Il mese di ottobre si avviava
alla conclusione e le abitudini quotidiane delle persone erano ormai
stravolte dall’influenza che non dava segno di attenuazione.
Tutti i giornali del mondo, anche quelli locali, iniziarono a tenere aggiornati i propri lettori, alcuni non nascondendo la gravità della situazione, altri
cercando di non creare allarmismo, ma al tempo stesso dando informazioni utili
e raccomandando di attenersi a quanto disposto dalle autorità, anche
perché - allora come oggi - c’era chi diffondeva “notizie fantastiche” (oggi le
chiamiamo “fake news”):
«L’influenza, come in tutti i
paesi d’Italia ha battuto purtroppo anche alle porte delle nostre case, ma per
fortuna in forma benigna. Se si eccettuano infatti i casi in cui la resistenza
dell’ammalato era assai ridotta per precedenti scosse o vecchiaia, possiamo ben
dire che l’esito letale fu rarissimo. Da questa premessa intendiamo subito
trarre una raccomandazione perché siano evitati degli ingiustificati allarmi
mentre d’altra parte non si devono trascurare quelle norme speciali che ben
osservate scongiureranno ogni pericolo, o ad ogni modo lo renderanno più
leggero.
Ben a ragione quindi potremo
ripetere per noi quanto il Corriere della Sera di giovedì scorso ha scritto: “C’è
poi una forma di disfattismo che si compiace di seminare notizie fantastiche,
che esagera e generalizza casi particolari e di carattere affatto accidentale,
alimentando il terrore delle classi meno colte. Contro questo disfattismo
bisogna pure reagire ed essere senza pietà.
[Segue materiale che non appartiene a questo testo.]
PR #2629, opened 2024-09-09
CLDC 3623 Support user bulk uploading

Dinssa:
This branch adds the ability for support users to bulk upload on behalf of external users.

## New button
The "Upload (letting/sales) logs in bulk" button link is visible on the logs view pages for specific organisations.

Screenshot 2024-09-11 at 14 34 09

### Allowing support users to upload on behalf of organisations
This branch now allows support users to upload logs for all organisations affiliated with the organisation from which they first clicked the bulk upload button.

### Additional validation on log assigned to, when uploaded by a support user
In the past if the user a log should be assigned to was left unanswered we'd set it to the user submitting the bulk upload. As the user now could be a support user we wouldn't want to assign the logs to them so we add an extra validation to make sure the user is set.

Screenshot 2024-09-11 at 15 19 17

### Different error message for support users when validating permission to upload for an organisation
When the owning organisation of a log is not affiliated with the organisation it is being uploaded for the error message states "You do not have permission to add logs for this owning organisation". Since all support users should be able to upload logs for any organisation receiving this error message would be misleading. I have added a different error message support users would see that explains better why a log creation is being prevented.

Screenshot 2024-09-13 at 17 31 27


app/controllers/bulk_upload_lettings_logs_controller.rb
```diff
@@ -51,7 +53,7 @@ def form
               when "needstype"
                 Forms::BulkUploadLettings::Needstype.new(form_params)
               when "upload-your-file"
-                Forms::BulkUploadLettings::UploadYourFile.new(form_params.merge(current_user:))
+                Forms::BulkUploadLettings::UploadYourFile.new(form_params.merge(current_user:, request:))
```
Dinssa, line 56: Pass the request to this page so that I can set the back link based off the organisation id.

app/models/forms/bulk_upload_lettings/upload_your_file.rb
```diff
@@ -39,6 +46,7 @@ def save!
           year:,
           needstype:,
           filename: file.original_filename,
+          organisation_id: organisation_id || current_user.organisation_id,
```
Dinssa: If uploaded by a support user, they'll be uploading on behalf of an organisation hence we need to store the id of that organisation. Otherwise, this is being uploaded by a non-support user and is defaulted to the organisation of the current user, ~~but also not used anywhere else. We only care about the organisation_id when the user is a support user.~~

app/services/bulk_upload/lettings/year2024/row_parser.rb
```diff
@@ -889,12 +896,15 @@ def validate_owning_org_data_given
...
   def validate_owning_org_permitted
-    if owning_organisation && !bulk_upload.user.organisation.affiliated_stock_owners.include?(owning_organisation)
-      block_log_creation!
+    return unless owning_organisation
 
-      if errors[:field_1].blank?
-        errors.add(:field_1, "You do not have permission to add logs for this owning organisation", category: :setup)
-      end
+    bulk_upload_organisation = bulk_upload.user.support? ? Organisation.find(bulk_upload.organisation_id) : bulk_upload.user.organisation
+    return if bulk_upload_organisation.affiliated_stock_owners.include?(owning_organisation)
```
Dinssa: As a support user you are uploading on behalf of another organisation so we need to find and check the affiliated stock owners against that organisation not the support user's organisation.

app/components/create_log_actions_component.html.erb
```diff
@@ -3,7 +3,7 @@
     <% if create_button_href.present? %>
       <%= govuk_button_to create_button_copy, create_button_href, class: "govuk-!-margin-right-6" %>
     <% end %>
-    <% if upload_button_href.present? %>
+    <% if upload_button_href.present? && !user.support? %>
```
RachaelBooth, line 6: It seems odd to me that this has changed - were we previously just not defining upload_button_href for support users?

app/controllers/bulk_upload_lettings_logs_controller.rb
```diff
@@ -3,7 +3,9 @@ class BulkUploadLettingsLogsController < ApplicationController
   before_action :validate_data_protection_agrement_signed!
 
   def start
-    if have_choice_of_year?
+    if current_user.support? && params[:organisation_id].present?
+      redirect_to bulk_upload_lettings_log_path(id: "upload-your-file", form: { year: current_year }, organisation_id: params[:organisation_id])
```
RachaelBooth: I think this might need to go to the year choice as well when there are multiple years open - does this actually need a separate case for support?

app/models/forms/bulk_upload_lettings/upload_your_file.rb
```diff
@@ -20,8 +22,13 @@ def view_path
       end
 
       def back_path
-        page_id = year == 2022 ? "needstype" : "prepare-your-file"
-        bulk_upload_lettings_log_path(id: page_id, form: { year:, needstype: })
+        organisation_id = request.query_parameters[:organisation_id]
+        if organisation_id.present?
+          lettings_logs_organisation_path(organisation_id)
+        else
+          page_id = year == 2022 ? "needstype" : "prepare-your-file"
```
RachaelBooth: We could probably just get rid of this line and always go to "prepare-your-file" now.

app/models/forms/bulk_upload_lettings/upload_your_file.rb
```diff
@@ -20,8 +22,13 @@ def view_path
       end
 
       def back_path
-        page_id = year == 2022 ? "needstype" : "prepare-your-file"
-        bulk_upload_lettings_log_path(id: page_id, form: { year:, needstype: })
+        organisation_id = request.query_parameters[:organisation_id]
+        if organisation_id.present?
+          lettings_logs_organisation_path(organisation_id)
```
RachaelBooth: Again, does this need to be different? A support user will be going through the same flow by this page (might need to pass the organisation_id through) so I'd expect back to be to the same place as other users (it'll be different on the "prepare-your-file" page I guess).

app/services/bulk_upload/lettings/year2024/row_parser.rb
```diff
@@ -580,6 +581,12 @@ def validate_assigned_to_exists
     end
   end
 
+  def validate_assigned_to_when_support
+    if field_3.blank? && bulk_upload.user.support?
+      errors.add(:field_3, category: :setup, message: I18n.t("validations.not_answered", question: "what is the CORE username of the account this letting log should be assigned to?"))
+    end
```
RachaelBooth, line 589: It might be worth this validating the output of `assigned_to` (although possibly as well as whether the field was blank), to deal with cases where there was data in the field but we couldn't find a user - although maybe that would already error?

app/services/bulk_upload/lettings/year2024/row_parser.rb
RachaelBooth: Given that this is checking whether the user has permission to upload logs that have this owning organisation, I'm not sure we need to check this for support (as support users always should be able to). We will need to check that the owning and managing orgs are related to each other and that the assigned user is at a related org - I think at least some of that should already be being checked though.

app/services/bulk_upload/lettings/year2024/row_parser.rb
```diff
@@ -1135,7 +1145,7 @@ def attributes_for_log
     attributes["renewal"] = renewal
     attributes["scheme"] = scheme
     attributes["location"] = location
-    attributes["assigned_to"] = assigned_to || bulk_upload.user
+    attributes["assigned_to"] = bulk_upload.user.support? ? nil : (assigned_to || bulk_upload.user)
```
RachaelBooth: Should this be `assigned_to || (bulk_upload.user.support? ? nil : bulk_upload.user)`?

app/components/create_log_actions_component.html.erb
Dinssa: This button is shown for all users no distinction made between support and non-support.

```
  def upload_button_href
    case log_type
    when "lettings"
      bulk_upload_lettings_log_path(id: "start")
    when "sales"
      bulk_upload_sales_log_path(id: "start")
    end
  end
```

I could change the method to return if support instead of adding `!user.support?`

```
def upload_button_href
    return nil if user.support?

    case log_type
    when "lettings"
      bulk_upload_lettings_log_path(id: "start")
    when "sales"
      bulk_upload_sales_log_path(id: "start")
    end
 end
```
Would be the same result, no button shown.

app/services/bulk_upload/lettings/year2024/row_parser.rb
Dinssa: I believe the validate_assigned_to_exists method runs first, so will already produce an error if field_3 is not blank and a user if not found.

```
def validate_assigned_to_exists
    return if field_3.blank?

    unless assigned_to
      errors.add(:field_3, "User with the specified email could not be found")
    end
end

...

def assigned_to
    @assigned_to ||= User.where("lower(email) = ?", field_3&.downcase).first
end
```

app/models/forms/bulk_upload_lettings/upload_your_file.rb
Dinssa: I tried to skip the prepare-your-file page for support users, but perhaps the work to do that is overkill and could be simpler, I'll look into it. The back link from this upload-your-file page would need to change, if skipping the prepare-your-file page and the rest could be the same whilst passing organisation_id.

app/services/bulk_upload/lettings/year2024/row_parser.rb
Dinssa: This lines goal is not check if the user is a support user, but that if they are, the owning organisation in the row is affiliated with the organisation this bulk upload was started from (by using organisation id stored on the bulk upload to get the organisation).

If support user's can upload any log, they still shouldn't be able to be given a file by a user which includes logs for organisations that the user is not affiliated with. This check prevents a log in the BU that is not affiliated with the organisation the bulk upload was started from, from also being uploaded at the same time.

app/controllers/bulk_upload_lettings_logs_controller.rb
Dinssa: I've reworked this to also go back to the year page should it be needed, the support users will not skip to the upload your file page, and will begin on /start. If a year needs picking then they'll go to the year page otherwise the prepare your file page.

app/models/forms/bulk_upload_lettings/upload_your_file.rb
Dinssa: Now users go to the /start route instead of /upload-your-file directly.

app/services/bulk_upload/lettings/year2024/row_parser.rb
Dinssa: Changed

app/models/forms/bulk_upload_lettings/upload_your_file.rb
Dinssa: Removed

app/services/bulk_upload/lettings/year2024/row_parser.rb
RachaelBooth: Ok, so we are restricting support user uploads to files that would be valid for a specific org that they have specified on upload? That does make sense, as you say to prevent a support user uploading something that another user had been prevented from for good reason.

That said, the error the support user will see here is wrong, which seems confusing - they do in fact have permission to add logs for this owning organisation, whichever one it is, the reason we aren't letting them is that the org is not affiliated with whatever org this bulk upload was set up against.

Might be more of a design question on whether on not we should have a different message - I can see the argument for showing what another user would see.

On the same basis, it would be nice not to special case support users where they aren't actually a special case - I think we're always setting organisation id on the upload, could this check just always work based on that id?

app/models/forms/bulk_upload_lettings/checking_file.rb
```diff
@@ -6,13 +6,18 @@ class CheckingFile
...
+      attribute :organisation_id, :integer
 
       def view_path
         "bulk_upload_lettings_logs/forms/checking_file"
       end
 
       def back_path
-        bulk_upload_lettings_log_path(id: "start")
+        if organisation_id.present?
+          lettings_logs_organisation_path(organisation_id)
```
RachaelBooth, line 17: Is there a way to reach this with an organisation_id present if you're not a support user? If so, where does this end up taking you?

spec/services/bulk_upload/lettings/year2024/row_parser_spec.rb
```diff
@@ -1439,6 +1439,41 @@
...
+          create(:organisation_relationship, parent_organisation: owning_org, child_organisation: affiliated_org)
+          bulk_upload.update!(organisation_id: affiliated_org.id, user: unaffiliated_support_user)
+        end
+
+        it "does not block log creation and does not add an error to field_1" do
+          parser = described_class.new(attributes)
+          parser.valid?
+          expect(parser.errors[:field_1]).not_to include("You do not have permission to add logs for this owning organisation")
+        end
+      end
```
RachaelBooth, line 1495: Should there also be a test for support users having to provide a value for assigned_to?

app/components/create_log_actions_component.html.erb
RachaelBooth: Oh, I see, I had forgotten that we were currently seeing the button as support in the general logs list context (just not able to use it unless we were uploading for our own org) - I was confused that a ticket about adding this functionality was doing something that looked more like removing it.

I don't mind where the support user check is in that case, here is fine.

app/models/forms/bulk_upload_lettings/checking_file.rb
Dinssa: Ah yes that is possible, since I'm now setting a default organisation id as the current user's organisation, so will change this to check if the user is support instead. Organisation id will always be present.

app/services/bulk_upload/lettings/year2024/row_parser.rb
Dinssa: I'll adjust this to use organisation id for all users and try adding a separate error message to state that the reason is because the owning organisation is not affiliated with the specified organisation.

app/services/bulk_upload/sales/year2024/row_parser.rb
```diff
@@ -1300,12 +1301,17 @@ def validate_owning_org_owns_stock
...
+    block_log_creation!
+
+    return if errors[:field_1].present?
+
+    if bulk_upload.user.support?
+      errors.add(:field_1, "This owning organisation is not affiliated with #{bulk_upload_organisation.name}", category: :setup)
+    else
+      errors.add(:field_1, "You do not have permission to add logs for this owning organisation", category: :setup)
     end
   end
```
Dinssa, line 1318: I now use the bulk upload organisation id attribute to check if the owning organisation is affiliated, since for each bulk upload organisation_id is either the specified org (support) or the user's own org (non-support). Should this fail the appropriate error message is given. I've added a screenshot of the message in the PR description.

app/models/forms/bulk_upload_lettings/upload_your_file.rb
Dinssa: We now use organisation id to determine the organisation the bulk upload is for when validating.

RachaelBooth (approved):

PR #2630, opened 2024-09-09
CLDC-3607: Allow support users to delete notifications (by setting their end date)

RachaelBooth:


app/controllers/notifications_controller.rb
```diff
@@ -62,6 +62,22 @@ def update
     end
   end
 
+  def delete_confirmation
+    @notification = Notification.find_by(id: params[:notification_id])
```
kosiakkatrina: Would this make sense to extract into a before action?

kosiakkatrina (approved):

app/controllers/notifications_controller.rb
RachaelBooth: Yeah, probably at this point

PR #2631, opened 2024-09-11
CLDC-3622 Update bulk upload guidance text

Dinssa:


app/views/bulk_upload_shared/guidance.html.erb
```diff
@@ -81,8 +81,8 @@
...
-        <p class="govuk-body">If none of your errors are in fields 1 through 17, you can choose how to fix the errors. You can either fix them in the CSV and reupload, or create partially complete logs and answer the remaining questions on the CORE site. Any errors that affect a significant number of logs will be featured in the error report’s summary tab to help you decide.</p>
+        <p class="govuk-body">If your file has errors on fields 1 through 15 for lettings, or 1 through 18 for sales, you must fix these in the CSV. This is because we need to know these answers to validate the rest of the data. Any errors in these fields will be featured in the error report’s summary tab.</p>
+        <p class="govuk-body">If none of your errors are in fields 1 through 15 for lettings, or 1 through 18 for sales, you can choose how to fix the errors. You can either fix them in the CSV and reupload, or create partially complete logs and answer the remaining questions on the CORE site. Any errors that affect a significant number of logs will be featured in the error report’s summary tab to help you decide.</p>
```
RachaelBooth, line 85: Might be worth checking if there's a useful description we can use that won't vary by year, depending on whether we think the number of setup fields is likely to change again?

RachaelBooth (approved):

PR #2637, opened 2024-09-13
CLDC-3611 Add performance tests

kosiakkatrina:
This adds a job to staging pipeline that runs a performance script against staging after it's deployed. 
The script uses ApacheBenchmark to make some concurrent requests, there a test that runs concurrent get on sales and lettings with some filters.
There’s also a test for concurrent updates on a log - we get the newest completed lettings log and make concurrent updates to tenancy code.

### DIFF
--- a/.github/workflows/staging_pipeline.yml
+++ b/.github/workflows/staging_pipeline.yml
@@ -404,7 +404,7 @@ jobs:
               "command": ["bash", "-c", "export email=$STAGING_PERFORMANCE_TEST_EMAIL && export password=$STAGING_PERFORMANCE_TEST_PASSWORD && sh ./lib/tasks/performance_test.sh"]
             }]
           }'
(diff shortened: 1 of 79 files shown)


.github/workflows/staging_pipeline.yml
```diff
@@ -364,3 +369,48 @@ jobs:
...
+        run: |
+          echo $cluster
+          network=$(aws ecs describe-services --cluster $cluster --services $service --query services[0].networkConfiguration)
+          overrides='{
+            "containerOverrides": [{
+              "name": "app",
+              "command": ["bash", "-c", "export email=$STAGING_PERFORMANCE_TEST_EMAIL && export password=$STAGING_PERFORMANCE_TEST_PASSWORD && sh ./lib/tasks/performance_test.sh"]
+            }]
+          }'
+          arn=$(aws ecs run-task --cluster $cluster --task-definition $ad_hoc_task_definition --network-configuration "$network" --overrides "$overrides" --group migrations --launch-type FARGATE --query tasks[0].taskArn)
```
RachaelBooth: This might want a different group?

RachaelBooth (approved):
I don't think I have a good sense of how much performance degradation we'd see before these failed - but it makes sense to me to go for it.

PR #2640, opened 2024-09-16
CLDC-3576 Update soft pregnancy validation

kosiakkatrina:
We only want this soft validation to trigger if all the tenants identify as Male


RachaelBooth (approved):
I see you've raised the question of the other soft validation, which was my next thought too!

PR #2642, opened 2024-09-16
CLDC-3615 Add pending email change banner

kosiakkatrina:
image

### DIFF
--- a/app/helpers/user_helper.rb
+++ b/app/helpers/user_helper.rb
@@ -56,4 +56,23 @@ module UserHelper
       user.errors.add(attribute, message)
     end
   end
+
+  def display_pending_email_change_banner?(user)
+    user.unconfirmed_email.present? && user.email != user.unconfirmed_email
+  end
+
+  def pending_email_change_title_text(current_user, user)
+    if current_user == user
+      "You have requested to change your email address to #{user.unconfirmed_email}."
+    else
+      "There has been a request to change this user’s email address to #{user.unconfirmed_email}."
+    end
+  end
+
+  def pending_email_change_banner_text(current_user)
+    text = "A confirmation link has been sent to the new email address. The current email will continue to work until the change is confirmed."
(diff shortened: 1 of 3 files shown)


app/helpers/user_helper.rb
```diff
@@ -14,4 +14,23 @@ def can_edit_org?(current_user)
...
+    if current_user == user
+      "You have requested to change your email address to #{user.unconfirmed_email}."
+    else
+      "There has been a request to change this user’s email address to #{user.unconfirmed_email}."
+    end
+  end
+
+  def pending_email_change_banner_text(current_user)
+    text = "A confirmation link has been sent to the new email address. The current email will continue to work until the change is confirmed."
+    text += " Deactivating this user will cancel the email change request." if current_user.support?
```
RachaelBooth: Can coordinators deactivate users in their org? If so, they should probably see this too.

spec/helpers/user_helper_spec.rb
```diff
@@ -61,4 +61,65 @@
...
+  describe "display_pending_email_change_banner?" do
+    context "when the user doesn't have an unconfirmed email" do
+      let(:user) { FactoryBot.create(:user, :data_provider, unconfirmed_email: nil) }
+
+      it "does not display pending email change banner" do
+        expect(display_pending_email_change_banner?(user)).to be false
+      end
+    end
+
+    context "when the user doesn't has the same unconfirmed email as current email" do
```
RachaelBooth: You've got a stray "doesn't" in this context name, and in the context below.

app/helpers/user_helper.rb
kosiakkatrina: Yes they can, and I agree, makes sense to show it to coordinators as well!

spec/helpers/user_helper_spec.rb
kosiakkatrina: That's what I get for copying my test cases.. Thank you!

Dinssa (approved):

PR #2643, opened 2024-09-16
CLDC-3627 Problem displaying apostrophes in browser tab title

Dinssa:
There is a problem displaying apostrophes and ampersands in the browser tabs of some pages. This is due to issues with HTML escaping in browser tab titles. We'd like to sanitise these titles and display them correctly without using `html_safe` on user submitted data.

## The problem
Screenshot 2024-09-16 at 16 42 00

## A solution
Screenshot 2024-09-16 at 16 49 37

~~In any string passed through a new `sanitise_characters` method~~

- ~~the apostrophe is replaced with a similar apostrophe~~
- ~~the ampersand is replaced with a similar ampersand character - however, this symbol is slightly different with extra padding compared to the normal ampersand.~~

## Final solution
Editing the browser title method and sanitising title handled most symbols (including apostrophes), ampersands needed handling separately.

### DIFF
--- a/app/helpers/application_helper.rb
+++ b/app/helpers/application_helper.rb
@@ -31,6 +31,12 @@ module ApplicationHelper
     !current_page?(notifications_path) && (authenticated_user_has_notifications? || unauthenticated_user_has_notifications?)
   end
 
+  def sanitise_characters(string)
+    return string unless string
+
+    string.gsub("'", "’").gsub("&", "and")
+  end
+
 private
 
   def paginated_title(title, pagy)
--- a/app/helpers/application_helper.rb
+++ b/app/helpers/application_helper.rb
@@ -2,7 +2,7 @@ module ApplicationHelper
   include Pagy::Frontend
 
   def browser_title(title, pagy, *resources)
-    title = CGI.unescapeHTML(title)
+    title = sanitize(title).gsub("&amp;", "&")
     if resources.any? { |r| r.present? && r.errors.present? }
       "Error: #{[title, t('service_name'), 'GOV.UK'].select(&:present?).join(' - ')}"
     else
--- a/app/helpers/application_helper.rb
+++ b/app/helpers/application_helper.rb
@@ -31,6 +31,7 @@ module ApplicationHelper
   def notifications_to_display?
     !current_page?(notifications_path) && (authenticated_user_has_notifications? || unauthenticated_user_has_notifications?)
   end
+
 private
 
   def paginated_title(title, pagy)
--- a/app/helpers/application_helper.rb
+++ b/app/helpers/application_helper.rb
@@ -34,7 +34,7 @@ module ApplicationHelper
   def sanitise_characters(string)
     return string unless string
 
-    string.gsub("'", "’").gsub("&", "and")
+    string.gsub("'", "’").gsub("&", "＆")
   end
 
 private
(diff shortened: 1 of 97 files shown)


app/helpers/application_helper.rb
```diff
@@ -31,6 +31,12 @@ def notifications_to_display?
     !current_page?(notifications_path) && (authenticated_user_has_notifications? || unauthenticated_user_has_notifications?)
   end
 
+  def sanitise_characters(string)
+    return string unless string
+
+    string.gsub(/[^a-zA-Z0-9\s\-\_\'\&]/, '').tr("'", "’").tr("&", "＆")
+  end
+
```
Dinssa: Helper method that:

- Replace apostrophes with the typographic character `’`.
- Replace ampersands with the full-width character `＆`.
- Remove any characters that are not alphanumeric, spaces, hyphens, underscores, apostrophes, or ampersands.

app/views/organisations/edit.html.erb
```diff
@@ -8,7 +8,7 @@
   <div class="govuk-grid-row">
     <div class="govuk-grid-column-two-thirds">
       <h1 class="govuk-heading-l">
-        <%= content_for(:title) %>
+        <%= "Change #{@organisation.name}’s details" %>
```
Dinssa: We would not want to use text returned by the sanitise_characters method to display on the page as the ampersand is slightly off (with extra padding). It's a compromise for the title but not needed on the page itself.

app/helpers/title_helper.rb
```diff
@@ -4,6 +4,7 @@ def format_label(count, item)
   end
 
   def format_title(searched, page_title, current_user, item_label, count, organisation_name)
+    organisation_name = sanitise_characters(organisation_name)
     if searched.present?
       actual_title = support_sab_nav?(current_user, organisation_name) ? organisation_name : page_title
       "#{actual_title} (#{count} #{item_label} matching ‘#{searched}’)"
```
Dinssa: This `format_title` method is used in a few places, just using the `sanitise_characters` method here is enough to propagate the changes in those other places.

kosiakkatrina: Would using something like this also work? https://apidock.com/rails/ActionView/Helpers/SanitizeHelper/sanitize

Dinssa: No, tried that. Unfortunately not in the title

app/views/organisations/edit.html.erb
kosiakkatrina: Would it make sense to apply the method to all of the tab titles the title tag on `application.html.erb`?
`<title><%= browser_title(yield(:title), @pagy, @admin_user, @user, @organisation, @log, @resource) %></title>`

kosiakkatrina: That way we might avoid having to change the value of the title itself (?)

app/helpers/title_helper.rb
kosiakkatrina: Okay, that is frustrating, I had a bit of a dig and I see what you mean in terms of the "&"
Would having something like this instead of writing our own gsub cover all of the cases?
`sanitize(title.tr("&", "＆"))`

Dinssa: The gsub is not actually needed, I append the .tr("&", "＆") after it which does all the work. I will remove the gsub part in the `sanitise_characters` method, just included it as extra.

`string.gsub(/[^a-zA-Z0-9\s\-_'&]/, "").tr("'", "’").tr("&", "＆")`
to
`string.tr("'", "’").tr("&", "＆")`

kosiakkatrina (approved):

PR #2644, opened 2024-09-17
CLDC-3423: Add sales soft validation for person over retirement age not retired

RachaelBooth:


app/models/form/sales/subsections/household_characteristics.rb
```diff
@@ -14,10 +14,10 @@ def pages
       (Form::Sales::Pages::PrivacyNotice.new("privacy_notice", nil, self, joint_purchase: false) unless form.start_year_after_2024?),
       Form::Sales::Pages::Age1.new(nil, nil, self),
       Form::Sales::Pages::RetirementValueCheck.new("age_1_retirement_value_check", nil, self, person_index: 1),
+      (Form::Sales::Pages::NotRetiredValueCheck.new("age_1_not_retired_value_check", nil, self, person_index: 1) if form.start_year_after_2024?),
```
RachaelBooth, line 17: I thought it would be better not to change the form for older years (people can't submit them but they can still be viewed and I don't want to potentially start routing to a new question)

app/models/form/sales/subsections/household_characteristics.rb
```diff
@@ -14,10 +14,10 @@ def pages
...
       Form::Sales::Pages::OldPersonsSharedOwnershipValueCheck.new("age_1_old_persons_shared_ownership_joint_purchase_value_check", nil, self, joint_purchase: true),
       Form::Sales::Pages::OldPersonsSharedOwnershipValueCheck.new("age_1_old_persons_shared_ownership_value_check", nil, self, joint_purchase: false),
       Form::Sales::Pages::GenderIdentity1.new(nil, nil, self),
-      Form::Sales::Pages::RetirementValueCheck.new("gender_1_retirement_value_check", nil, self, person_index: 1),
```
RachaelBooth, line 20: Retirement age, and thus this validation, no longer depends on gender (and that's set up to be true regardless of form year) so there's no point in this page being here.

C’è un’altra tendenza che non va
incoraggiata, ed è quella dei critici per amor dell’arte o di facile
pubblicità, che suggeriscono provvedimenti a dritta e a manca e ti lanciano
giudizi senza alcun senso della realtà, concorrendo così ad accrescere la
confusione ed a sminuire la fiducia nelle autorità, in un momento in cui questo
proprio non è necessario”». [Il Giornale di Pallanza del 20
ottobre 1918]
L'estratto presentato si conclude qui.